SNPs (Single Nucleotide Polymorphisms): The most common type of variation, occurring approximately every $\text{300--400 base pairs}$ in the human genome.
- They typically involve a single base swap (e.g., a $G$ vs. a $T$ ).
- While usually having only two alleles, they are extremely frequent, allowing for fine-scale mapping using microarrays and Next-Generation Sequencing (NGS).

The closer a marker is to a disease-causing gene, the more useful it is for tracking.
Linkage Logic: The marker does NOT cause the disease. It is a physical nearby landmark on the same chromosome. If the marker is very close to the gene, it will likely be inherited with the mutation during meiosis.
Recombination Risk: If a marker is far from the gene, a recombination event (crossover) during meiosis may swap the disease mutation onto a different chromosome relative to the marker, leading to an incorrect risk prediction.
Key Distinction: A specific marker allele (e.g., allele $\text{1}$ ) is not universally linked to a disease in the general population. It is only linked within a specific family pedigree relative to who the individual inherited the chromosome from.

Disease Profile: Autosomal dominant, late-onset neurodegenerative disorder caused by a repeat expansion in the Huntington gene on chromosome $4$ .
Marker Utility: Because the expansion itself can be difficult to amplify/sequence, labs often use a nearby polymorphic VNTR marker.
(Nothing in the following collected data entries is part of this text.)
PR #85, opened 2015-12-01
httpbakery/client: If we cannot discharge but the cause is InteractionError then pass this back as the cause

mattyw:


alesstimec:
LGTM

rogpeppe:
LGTM except the PR description is wrong. The error is InteractionError (an error
when interacting) not InteractionRequired, which is quite a different thing.

PR #86, opened 2015-12-10
Return cached public key for http location.

cmars:
Allow public key lookup to succeed for previously cached HTTP locations.
The 'insecure' setting should only prevent requests for the public key
from unencrypted endpoints.


alesstimec:
LGTM!

PR #87, opened 2016-01-19
httpbakery: allow servers to set desired cookie name

rogpeppe:
This will allow us to mitigate cookie buildup in clients.

### DIFF
--- a/httpbakery/client.go
+++ b/httpbakery/client.go
@@ -313,6 +313,9 @@ func (c *Client) HandleError(reqURL *url.URL, err error) error {
 		return errgo.Notef(err, "cannot make cookie")
 	}
 	cookie.Path = cookiePath
+	if name := respErr.Info.CookieNameSuffix; name != "" {
+		cookie.Name = "macaroon-" + name
+	}
 	c.Jar.SetCookies(reqURL, []*http.Cookie{cookie})
 	return nil
 }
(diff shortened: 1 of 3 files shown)


httpbakery/client.go
```diff
@@ -313,6 +313,9 @@ func (c *Client) HandleError(reqURL *url.URL, err error) error {
 		return errgo.Notef(err, "cannot make cookie")
 	}
 	cookie.Path = cookiePath
+	if name := respErr.Info.CookieName; name != "" {
```
mhilton: I would argue that this should be MacaroonName, because apart from anything else it's not the actual cookie name.

httpbakery/error.go
```diff
@@ -77,6 +77,13 @@ type ErrorInfo struct {
 	// the original URL from which the error was returned.
 	MacaroonPath string `json:",omitempty"`
 
+	// CookieName holds the desired cookie name
+	// suffix to be associated with the macaroon.
+	// The actual name used will be ("macaroon-" + CookieName).
+	// Clients may ignore this field - older clients will
+	// always use ("macaroon-" + macaroon.Signature() in hex).
+	CookieName string	`json:",omitempty"`
```
mhilton: MacaroonName ? (see above)

mhilton:
:+1: with a thought.

httpbakery/client.go
rogpeppe: I wondered about this earlier and thought that MacaroonName might be confusing because it's not really the name of the macaroon at all (and macaroons have an id which is really their name).

CookieNameSuffix?
MacaroonCookieName?
MacaroonCookieNameSuffix?

httpbakery/client.go
```diff
@@ -313,6 +313,9 @@ func (c *Client) HandleError(reqURL *url.URL, err error) error {
...
+		cookie.Name = "macaroon-" + name
```
urosj, line 317: Why do we have to prefix it with macaroon?

httpbakery/client.go
alesstimec: CookieNameSuffix  +1

alesstimec:
LGTM

httpbakery/client.go
rogpeppe, line 317: Because the code for checking macaroon cookies checks only the cookies with a "macaroon-" prefix, and we want this code to work against current APIs. If we didn't prefix the name here, then servers that didn't provide a name with the prefix wouldn't work.

httpbakery/client.go

PR #89, opened 2016-02-26
httpbakery: add CheckRequestM

rogpeppe:
We want to know the macaroons that were used to check the request,
and this lets us do that. Also add bakery.Service.CheckAnyM for the
same reason.


jrwren:
:+1:

mhilton:
:+1:

PR #90, opened 2016-03-09
Use external webbrowser.Open helper.

frankban:
Also make the package compile without errors.

### DIFF
--- a/httpbakery/browser.go
+++ b/httpbakery/browser.go
@@ -4,58 +4,23 @@ import (
 	"fmt"
 	"net/url"
 	"os"
-	"os/exec"
-	"runtime"
-	"strings"
-)
 
-var browser = map[string]string{
-	"linux":   "sensible-browser",
-	"darwin":  "open",
-	"freebsd": "xdg-open",
-	"netbsd":  "xdg-open",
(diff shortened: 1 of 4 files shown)


httpbakery/browser.go
```diff
@@ -4,58 +4,22 @@ import (
...
-		cmd := exec.Command(args[0], args[1:]...)
-		cmd.Stdout = os.Stdout
-		cmd.Stderr = os.Stderr
-		cmd.Start()
-		go cmd.Wait()
-	} else {
+		return nil
+	}
+	if err == webbrowser.ErrNoBrowser {
 		fmt.Fprintf(os.Stderr, "Please open this URL in your browser to authorize:\n%s\n", url)
```
rogpeppe, line 22: return nil?
I think in this case it's not useful to return an error.

rogpeppe:
LGTM, thanks.
Please rebase before merging.

httpbakery/browser.go
frankban, line 22: Yeah, definitely forgot to add the "return nil" here.

mhilton:
:+1:

PR #91, opened 2016-03-10
bakery: fix broken tests

rogpeppe:
By using a fixed id in the test, we were associating several root keys with the
same id. Fix by using a different id in each test.


frankban:
:+1: the tests pass now. Thank you!

bakery/service.go
```diff
@@ -103,6 +103,7 @@ func (svc *Service) PublicKey() *PublicKey {
 // describes the error (other errors might be returned in other
 // circumstances).
 func (svc *Service) Check(ms macaroon.Slice, checker FirstPartyChecker) error {
+	logger.Infof("check with store %T %#v", svc.store)
```
mhilton, line 106: This seems like a debugging message to me is Infof too high a logging level?

PR #93, opened 2016-03-14
httpbakery/form: expose LoginWithForm

mhilton:
This allows more complex VisitWebPage functions to be built which
make decisions about which login method to use after retrieving the
login methods.


frankban:
:+1:

mhilton:
This is very out of date, and almost certainly not wanted now.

Linkage Example: If an affected parent has markers $A$ and $B$ , and their affected children all inherit allele $A$ , it is deduced that the disease mutation is physically located on the chromosome carrying allele $A$ in that specific family.

Pre-implantation Genetic Diagnosis (PGD): Used to test embryos to ensure they have the lowest possible risk of inheriting a mutation.
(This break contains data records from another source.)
PR #94, opened 2016-03-15
httpbakery: add support for interaction method requests

rogpeppe:
This formalises the interaction method request
protocol that already exists into httpbakery, making
it (hopefully) straightforward to mix and match
different kinds of discharge fulfillment interactions.

We also update the form package (backwardly incompatible
but we hope no-one's looking) to use the new
scheme. The agent package will be similarly updated
in a subsequent PR.

### DIFF
--- a/httpbakery/browser.go
+++ b/httpbakery/browser.go
@@ -24,3 +24,17 @@ func OpenWebBrowser(url *url.URL) error {
 	}
 	return err
 }
+
+// WebBrowserVisitor holds an interactor that supports the "Interactive"
+// method by opening a web browser at the required location.
+var WebBrowserVisitor Visitor = webBrowserVisitor{}
+
+type webBrowserVisitor struct{}
+
+func (webBrowserVisitor) VisitWebPage(client *Client, methodURLs map[string]*url.URL) error {
+	u := methodURLs[UserInteractionMethod]
+	if u == nil {
+		return ErrMethodNotSupported
+	}
+	return OpenWebBrowser(u)
+}
--- a/httpbakery/form/form.go
+++ b/httpbakery/form/form.go
@@ -2,10 +2,10 @@
 package form
 
 import (
-	"net/http"
 	"net/url"
 
 	"github.com/juju/httprequest"
+	"github.com/juju/loggo"
 	"golang.org/x/net/publicsuffix"
 	"gopkg.in/errgo.v1"
 	"gopkg.in/juju/environschema.v1"
@@ -13,6 +13,8 @@ import (
 
 	"gopkg.in/macaroon-bakery.v1/httpbakery"
 )
+
+var logger = loggo.GetLogger("httpbakery.form")
 
 /*
 PROTOCOL
@@ -51,49 +53,12 @@ client's responsibility to interpret the schema and present it to the
 user.
 */
 
-// SetUpAuth configures form authentication on c. The VisitWebPage field
-// in c will be set to a function that will attempt form-based
-// authentication using f to perform the interaction with the user and
-// fall back to using the current value of VisitWebPage if form-based
-// authentication is not supported.
-func SetUpAuth(c *httpbakery.Client, f form.Filler) {
-	c.VisitWebPage = VisitWebPage(c, f, c.VisitWebPage)
-}
-
-// VisitWebPage creates a function suitable for use with
-// httpbakery.Client.VisitWebPage. The new function downloads the schema
-// from the specified server and calls f.Fill. The map returned by f.Fill
-// should match the schema specified, but this is not verified before
-// sending to the server. Any errors returned by f.Fill or fallback will
-// not have their cause masked.
-//
-// If the new function detects that form login is not supported by the
-// server and fallback is not nil then fallback will be called to perform
-// the visit.
-func VisitWebPage(d httprequest.Doer, f form.Filler, fallback func(u *url.URL) error) func(u *url.URL) error {
-	v := webPageVisitor{
-		client: &httprequest.Client{
-			Doer: d,
-		},
-		filler:   f,
-		fallback: fallback,
-	}
-	return v.visitWebPage
-}
-
-// webPageVisitor contains the state required by visitWebPage.
-type webPageVisitor struct {
-	client   *httprequest.Client
-	filler   form.Filler
-	fallback func(u *url.URL) error
-}
-
-// loginMethods contains the response expected from the login URL. It
-// only checks for the "form" method as that is the only one that can be
-// handled.
-type loginMethods struct {
-	Form string `json:"form"`
-}
+const (
+	// InteractionMethod is the methodURLs key
+	// used for a URL that can be used for form-based
+	// interaction.
+	InteractionMethod = "form"
+)
 
 // SchemaRequest is a request for a form schema.
 type SchemaRequest struct {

Modified Risk Scenarios (Example: Autosomal Dominant Mutation):
- Suppose a daughter has a \text{50%} risk because her father was affected, but her own status is unknown.
- Her baseline risk to pass it to a fetus is $1/2 \times 1/2 = 1/4$ or \text{25%}.
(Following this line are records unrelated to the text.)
PR #193, opened 2025-12-02
Mode concentration beta

dirkpr:
This PR introduces a new `ModeConcentrationBeta` distribution and improves the LQR example to a mass-spring damper

### New Beta Distribution

Adds `ModeConcentrationBeta` to the available `BoundedDistribution` options. This distribution:

- Accepts `mode` and `log_concentration` in the forward pass (analogous to `mean` and `log_std` in `SquashedGaussian`)
- Respects parameter/action bounds through a soft sigmoid before sampling
- Avoids potential issues with probability mass accumulating at the bounds

**Usage:** Set `cfg.trainer.actor.distribution_name = "mode_concentration_beta"`

### LQR Example Improvements

- Added slack variables for state constraints
- Implemented Cholesky factorization of the cost matrix
- Extended the dynamic model to include mass, damping, and stiffness parameters
- Introduced parameter mismatch between the environment and planner models

### DIFF
--- a/leap_c/torch/nn/bounded_distributions.py
+++ b/leap_c/torch/nn/bounded_distributions.py
@@ -390,15 +390,6 @@ class ModeConcentrationBeta(BoundedDistribution):
             An output sampled from the ModeConcentrationBeta, the log probability of this output
             and a statistics dict.
         """
-        # Mode must be in [padding, 1-padding]
-        mode = self.padding + (1.0 - 2 * self.padding) * torch.sigmoid(mode)
-
-        # Concentration must be > 2 for valid parameterization
-        log_conc = self.log_conc_min + (self.log_conc_max - self.log_conc_min) * torch.sigmoid(
-            log_conc
-        )
-        concentration = torch.exp(log_conc)
-
         if anchor is not None:
             # Convert anchor to tensor if it's a numpy array
             if not isinstance(anchor, torch.Tensor):
@@ -408,6 +399,15 @@ class ModeConcentrationBeta(BoundedDistribution):
 
             inv_anchor = self.inverse(anchor)
             mode = mode + inv_anchor  # Use out-of-place operation to avoid modifying view
+
+        # Mode must be in [padding, 1-padding]
+        mode = self.padding + (1.0 - 2 * self.padding) * torch.sigmoid(mode)
+
+        # Concentration must be > 2 for valid parameterization
+        log_conc = self.log_conc_min + (self.log_conc_max - self.log_conc_min) * torch.sigmoid(
+            log_conc
+        )
+        concentration = torch.exp(log_conc)
 
         if deterministic:
             # Deterministic: just use the mode scaled to action space


leap_c/examples/lqr/planner.py
```diff
@@ -21,15 +21,9 @@ class LqrPlannerConfig:
         N_horizon: The number of steps in the MPC horizon.
             The MPC will have N+1 nodes (the nodes 0...N-1 and the terminal
             node N).
-        T_horizon: The simulation time between two MPC nodes will equal
-            T_horizon/N_horizon [s] simulation time (currently uses N_horizon
-            as the time horizon in acados_ocp.py).
-        dtype: Type the planner output tensors will automatically be cast to.
```
Confectio: Dtype should be in the dostring

leap_c/torch/nn/bounded_distributions.py
```diff
@@ -313,3 +315,190 @@ def forward(
...
+        mode: torch.Tensor,
+        log_conc: torch.Tensor | None = None,
+        deterministic: bool = False,
+        anchor: torch.Tensor | None = None,
+    ) -> tuple[torch.Tensor, torch.Tensor, dict[str, float]]:
+        """Sample from the ModeConcentrationBeta distribution.
+
+        Args:
+            mode: The mode of the Beta distribution in [0, 1] space.
+            log_conc: The logarithm of the concentration parameter,
```
Confectio: Why is there an option to make log_conc equal None? I would prefer to just always pass log_conc and if I want determinism, pass deterministic=True, like in squashed gaussian?

leap_c/torch/nn/bounded_distributions.py
```diff
@@ -313,3 +315,190 @@ def forward(
...
+        concentration = torch.as_tensor(concentration)
+
+        # Compute alpha, beta from mode and total concentration c
+        alpha = 1.0 + mode * (concentration - 2.0)
+        beta = 1.0 + (1.0 - mode) * (concentration - 2.0)
+
+        # Update the internal Beta distribution with new parameters
+        self._beta_dist = Beta(concentration1=alpha, concentration0=beta, validate_args=None)
+
+    def _log_prob(self, value: torch.Tensor) -> torch.Tensor:
```
Confectio: Seems unnecessary to me (its not used?) => remove this function?

leap_c/torch/nn/mlp.py
```diff
@@ -156,3 +156,41 @@ def forward(self, *x: torch.Tensor) -> torch.Tensor | tuple[torch.Tensor, ...]:
...
+
+        Returns:
+            mode: Mode parameter in [0, 1], shape (..., output_dim)
+            concentration: Concentration parameter > 2, shape (..., output_dim)
+        """
+        # Get raw outputs from parent MLP
+        mode_raw, concentration_raw = super().forward(x)
+
+        # Mode must be in [0, 1]
+        mode = torch.sigmoid(input=mode_raw)
```
Confectio: I would prefer to delete this class and to enforce the bounds in the Beta distribution itself (compare to ScaledBeta, where we just add +1 automatically, after exponentiating the logs). As an alternative, we should at least just check the bounds in the Beta distribution and throw an error if the input is illegal.

Confectio (changes requested):
Nice, I like the possibility to use mode and concentration of a beta distribution very much :).
There are a few small remarks though.

scripts/run_sac_zop_beta.py
```diff
@@ -0,0 +1,158 @@
+"""Main script to run SAC-ZOP experiments."""
```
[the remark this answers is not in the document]
dirkpr: Was a leftover, removed it.

PR #198, opened 2025-12-03
Fixed device bug in hvac planner

JasperHoffmann:
Fixed device bugs on hvac.


Confectio (commented):
Nice, but one comment :)

PR #207, opened 2025-12-10
Hvac closed loop rendering

dirkpr:
This PR modifies the rendering for the `hvac` example such that the the exploration is visualized for the current param interface with learnable `ref_Ti` and `q_Ti`

output


JasperHoffmann (approved):
Looks good, could we maybe additionally add a date and time in the right column?

PR #212, opened 2026-01-09
Improve gradient testing

Confectio:
Right now the gradient functionality is only tested on LMPC examples. 
Motivated by #211 , this PR adds more gradient tests with indefinite full hessian (cartpole example) which get triggered by this bug (and hopefully other bugs that might only show on NMPC).

Also:
- Turned on stagewise parameter testing (was turned off previously because one entry was off). This was caused by finite differences going over a large jump in the Value function, leading to one very different gradient entry than the analytical gradient => Fixed by changing x0 (and hence, the test samples) to lie appropriately between ubx and lbx.
- Turned off default casting of output tensors to float32 in the autograd function. Instead no cast is done there, the cast has been moved to the diff_mpc. This lets people use the float64 accuracy of the MPC output if needed, through an input in the constructor/a flag in the examples.
- Improved accuracy and tolerance in the gradient tests.
- Updates acados

### DIFF
--- a/leap_c/examples/cartpole/planner.py
+++ b/leap_c/examples/cartpole/planner.py
@@ -100,5 +100,5 @@ class CartPolePlanner(AcadosPlanner[AcadosDiffMpcCtx]):
             x_threshold=self.cfg.x_threshold,
         )
 
-        diff_mpc = AcadosDiffMpcTorch(ocp, export_directory=export_directory, dtype=cfg.dtype)  # type:ignore
+        diff_mpc = AcadosDiffMpcTorch(ocp, export_directory=export_directory, dtype=self.cfg.dtype)
         super().__init__(param_manager=param_manager, diff_mpc=diff_mpc)
--- a/leap_c/examples/chain/planner.py
+++ b/leap_c/examples/chain/planner.py
@@ -121,6 +121,6 @@ class ChainPlanner(AcadosPlanner[AcadosDiffMpcCtx]):
             ocp,
             initializer=initializer,
             export_directory=export_directory,
-            dtype=cfg.dtype,  # type:ignore
+            dtype=self.cfg.dtype,
         )
         super().__init__(param_manager=param_manager, diff_mpc=diff_mpc)
--- a/leap_c/examples/hvac/planner.py
+++ b/leap_c/examples/hvac/planner.py
@@ -154,8 +154,8 @@ class HvacPlanner(AcadosPlanner[HvacPlannerCtx]):
             diff_mpc_kwargs = {}
 
         diff_mpc = AcadosDiffMpcTorch(
-            ocp, **diff_mpc_kwargs, export_directory=export_directory, dtype=cfg.dtype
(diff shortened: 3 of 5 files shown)


tests/leap_c/ocp/acados/test_acados_torch.py
```diff
@@ -791,3 +781,99 @@ def forward_func(p_global):
...
+
+def test_backward_lmpc(
+    diff_mpc: AcadosDiffMpcTorch,
+    diff_mpc_with_stagewise_varying_params: AcadosDiffMpcTorch,
+    n_batch: int = 4,
+    max_batch_size: int = 10,
+    dtype: torch.dtype = torch.float64,
+    noise_scale: float = 0.1,
+) -> None:
+    """Test backward pass of AcadosDiffMpcTorch (LMPC example) using finite differences.
```
dirkpr: LMPC -> Pointmass. But you are right that it is a linear mpc

tests/leap_c/ocp/acados/test_acados_torch.py
```diff
@@ -673,98 +667,94 @@ def forward_func(p_global):
...
-                print(f"✓ {test_name} gradient check passed")
-            except Exception as e:
-                print(f"✗ {test_name} gradient check failed: {e}")
-                raise
-        print(f"Times taken in seconds for batch_size {n_batch}: {times}.")
+def create_grid(offset, num):
+    return 1e-3 * np.linspace(0, 1, num=num) + offset - 5 * 1e-4
 
 
 # NOTE: Useful for debugging the sensitivities.
```
dirkpr: I think it is better to make a function and document it is for debugging rather than having a lot of commented code in here. Can use a DEBUG flag to show where you used it.

leap_c/autograd/torch.py
```diff
@@ -70,11 +70,11 @@ def _to_np(data):
         return data
 
 
-def _to_tensor(data, device, dtype=torch.float32):
+def _to_tensor(data, device):
```
dirkpr: Not sure if we want to remove this and keep casting to `torch.tensor` (`torch.float32`) on the higher level

tests/leap_c/ocp/acados/test_acados_torch.py
```diff
@@ -205,6 +209,7 @@ def test_backup_functionality(diff_mpc: AcadosDiffMpcTorch) -> None:
         np.testing.assert_allclose(
             solutions[0][i],
             solutions[1][i],
+            rtol=4 * 1e-7,
```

- If marker analysis shows the fetus inherited the chromosome the daughter got from her unaffected mother (grandmaternal allele), the risk drops to \text{0%}.
- If the fetus inherited the chromosome from the affected grandfather (grandpaternal allele), the risk remains at \text{50%} (matching the mother's risk).
- If the parents sharing identical marker alleles (e.g., both are $AB$ ), the markers are non-informative, and the risk remains the baseline \text{25%}.
Best Practices: In clinical practice, a "panel of markers" (upstream, downstream, and internal to the gene) is used to ensure no silent recombination events have occurred.